▸ What is being asked: Check every line of the records below for the string "compile", then report only how many lines have it.

▸ Listed records:

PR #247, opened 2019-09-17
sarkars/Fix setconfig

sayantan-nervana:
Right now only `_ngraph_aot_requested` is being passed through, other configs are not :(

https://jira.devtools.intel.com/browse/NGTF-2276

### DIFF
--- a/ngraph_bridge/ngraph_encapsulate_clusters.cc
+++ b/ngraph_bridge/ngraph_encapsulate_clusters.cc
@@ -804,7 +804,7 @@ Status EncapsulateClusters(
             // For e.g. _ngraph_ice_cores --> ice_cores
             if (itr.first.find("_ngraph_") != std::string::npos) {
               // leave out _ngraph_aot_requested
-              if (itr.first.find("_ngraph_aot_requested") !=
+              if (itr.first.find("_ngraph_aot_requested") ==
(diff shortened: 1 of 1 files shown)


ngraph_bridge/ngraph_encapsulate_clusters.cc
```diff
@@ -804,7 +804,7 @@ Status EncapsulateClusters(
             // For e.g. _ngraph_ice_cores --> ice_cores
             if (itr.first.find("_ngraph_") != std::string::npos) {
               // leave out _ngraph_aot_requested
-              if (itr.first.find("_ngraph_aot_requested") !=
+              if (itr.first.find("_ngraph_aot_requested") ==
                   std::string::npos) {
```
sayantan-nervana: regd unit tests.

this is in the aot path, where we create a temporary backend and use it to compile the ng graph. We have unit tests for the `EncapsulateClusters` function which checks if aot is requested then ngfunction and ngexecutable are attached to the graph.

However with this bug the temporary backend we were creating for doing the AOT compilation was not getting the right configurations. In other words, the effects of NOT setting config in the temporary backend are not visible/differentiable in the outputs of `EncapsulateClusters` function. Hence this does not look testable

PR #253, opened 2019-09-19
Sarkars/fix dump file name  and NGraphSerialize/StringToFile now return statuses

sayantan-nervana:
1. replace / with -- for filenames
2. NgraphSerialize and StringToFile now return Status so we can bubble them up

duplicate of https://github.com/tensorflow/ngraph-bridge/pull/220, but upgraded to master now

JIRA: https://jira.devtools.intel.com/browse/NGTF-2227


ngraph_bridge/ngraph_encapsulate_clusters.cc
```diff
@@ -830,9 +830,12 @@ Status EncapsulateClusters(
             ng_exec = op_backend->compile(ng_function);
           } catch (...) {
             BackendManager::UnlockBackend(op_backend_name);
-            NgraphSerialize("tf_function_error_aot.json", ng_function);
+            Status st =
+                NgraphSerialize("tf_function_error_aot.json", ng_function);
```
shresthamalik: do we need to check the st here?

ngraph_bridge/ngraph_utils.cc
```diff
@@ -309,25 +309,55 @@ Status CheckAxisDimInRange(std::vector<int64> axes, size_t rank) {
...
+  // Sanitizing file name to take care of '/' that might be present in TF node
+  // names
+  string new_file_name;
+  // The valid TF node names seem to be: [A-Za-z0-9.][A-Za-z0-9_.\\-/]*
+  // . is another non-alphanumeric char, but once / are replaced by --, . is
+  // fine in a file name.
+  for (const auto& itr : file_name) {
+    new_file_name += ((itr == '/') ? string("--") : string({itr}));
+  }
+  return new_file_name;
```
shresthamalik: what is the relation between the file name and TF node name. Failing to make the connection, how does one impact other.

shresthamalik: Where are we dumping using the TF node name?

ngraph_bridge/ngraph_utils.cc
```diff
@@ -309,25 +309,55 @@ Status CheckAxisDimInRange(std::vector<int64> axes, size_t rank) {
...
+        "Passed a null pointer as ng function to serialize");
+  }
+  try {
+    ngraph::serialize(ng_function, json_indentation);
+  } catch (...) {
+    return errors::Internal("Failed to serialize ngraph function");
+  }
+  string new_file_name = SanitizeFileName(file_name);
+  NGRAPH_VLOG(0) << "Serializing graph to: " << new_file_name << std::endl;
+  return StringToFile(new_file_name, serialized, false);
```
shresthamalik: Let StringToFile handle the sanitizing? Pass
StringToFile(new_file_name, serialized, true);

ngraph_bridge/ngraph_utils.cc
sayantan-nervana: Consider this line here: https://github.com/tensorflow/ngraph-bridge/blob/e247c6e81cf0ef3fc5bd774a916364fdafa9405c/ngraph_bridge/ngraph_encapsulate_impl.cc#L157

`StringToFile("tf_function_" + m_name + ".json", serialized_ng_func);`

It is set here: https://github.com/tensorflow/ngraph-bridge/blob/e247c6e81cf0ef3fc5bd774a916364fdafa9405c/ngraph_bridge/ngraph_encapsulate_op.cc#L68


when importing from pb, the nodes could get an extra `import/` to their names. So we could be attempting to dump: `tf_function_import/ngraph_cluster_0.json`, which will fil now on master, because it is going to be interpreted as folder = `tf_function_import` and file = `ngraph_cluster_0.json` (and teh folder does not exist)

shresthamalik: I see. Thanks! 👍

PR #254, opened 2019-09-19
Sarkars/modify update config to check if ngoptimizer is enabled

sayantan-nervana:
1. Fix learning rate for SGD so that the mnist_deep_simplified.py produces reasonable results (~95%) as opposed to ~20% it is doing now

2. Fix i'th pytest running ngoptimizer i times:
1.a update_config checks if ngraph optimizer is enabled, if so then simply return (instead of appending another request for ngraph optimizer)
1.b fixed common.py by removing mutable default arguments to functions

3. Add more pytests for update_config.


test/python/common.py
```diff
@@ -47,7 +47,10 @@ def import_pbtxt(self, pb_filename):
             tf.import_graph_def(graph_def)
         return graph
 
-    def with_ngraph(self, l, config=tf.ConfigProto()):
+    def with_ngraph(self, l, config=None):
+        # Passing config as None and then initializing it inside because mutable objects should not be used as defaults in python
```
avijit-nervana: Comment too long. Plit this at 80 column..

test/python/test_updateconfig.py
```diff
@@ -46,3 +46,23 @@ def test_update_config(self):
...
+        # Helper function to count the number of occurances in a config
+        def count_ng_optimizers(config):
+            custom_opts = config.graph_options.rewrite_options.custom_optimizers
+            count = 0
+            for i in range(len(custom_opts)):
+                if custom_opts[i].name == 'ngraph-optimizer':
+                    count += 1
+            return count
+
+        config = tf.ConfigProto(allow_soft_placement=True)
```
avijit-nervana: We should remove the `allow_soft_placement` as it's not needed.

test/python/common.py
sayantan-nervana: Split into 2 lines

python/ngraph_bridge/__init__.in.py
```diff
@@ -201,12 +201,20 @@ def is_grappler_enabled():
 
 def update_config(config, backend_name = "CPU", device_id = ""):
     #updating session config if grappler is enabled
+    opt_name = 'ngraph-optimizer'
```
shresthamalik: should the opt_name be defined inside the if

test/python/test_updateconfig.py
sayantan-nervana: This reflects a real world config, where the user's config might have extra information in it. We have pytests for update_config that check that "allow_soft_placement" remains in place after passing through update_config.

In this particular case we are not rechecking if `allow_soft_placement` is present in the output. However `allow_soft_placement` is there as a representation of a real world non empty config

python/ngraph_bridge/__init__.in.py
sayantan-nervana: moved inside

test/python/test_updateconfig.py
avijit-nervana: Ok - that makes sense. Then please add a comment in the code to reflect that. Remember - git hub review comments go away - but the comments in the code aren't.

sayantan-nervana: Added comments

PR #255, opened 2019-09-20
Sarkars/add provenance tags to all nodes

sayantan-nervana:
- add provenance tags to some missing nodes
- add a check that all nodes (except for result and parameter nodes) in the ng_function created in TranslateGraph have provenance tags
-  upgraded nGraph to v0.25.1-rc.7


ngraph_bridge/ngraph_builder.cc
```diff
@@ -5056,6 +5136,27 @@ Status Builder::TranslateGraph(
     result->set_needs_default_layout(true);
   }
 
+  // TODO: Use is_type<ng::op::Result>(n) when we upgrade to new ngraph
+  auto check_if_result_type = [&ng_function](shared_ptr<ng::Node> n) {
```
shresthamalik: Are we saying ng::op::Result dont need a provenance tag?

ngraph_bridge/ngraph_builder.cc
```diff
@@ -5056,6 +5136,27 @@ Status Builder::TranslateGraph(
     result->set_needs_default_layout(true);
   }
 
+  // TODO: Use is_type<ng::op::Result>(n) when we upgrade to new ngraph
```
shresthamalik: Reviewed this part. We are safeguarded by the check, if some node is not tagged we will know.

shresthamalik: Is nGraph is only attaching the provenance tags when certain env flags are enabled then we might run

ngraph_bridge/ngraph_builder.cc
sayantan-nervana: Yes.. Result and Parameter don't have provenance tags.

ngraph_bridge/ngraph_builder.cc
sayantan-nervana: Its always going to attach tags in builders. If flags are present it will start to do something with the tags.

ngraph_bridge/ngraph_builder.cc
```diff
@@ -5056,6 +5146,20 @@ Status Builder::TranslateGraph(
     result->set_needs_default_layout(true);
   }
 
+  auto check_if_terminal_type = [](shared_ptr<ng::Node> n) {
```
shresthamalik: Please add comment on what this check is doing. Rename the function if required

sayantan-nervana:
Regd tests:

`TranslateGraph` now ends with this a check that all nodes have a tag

▸ Task response: 2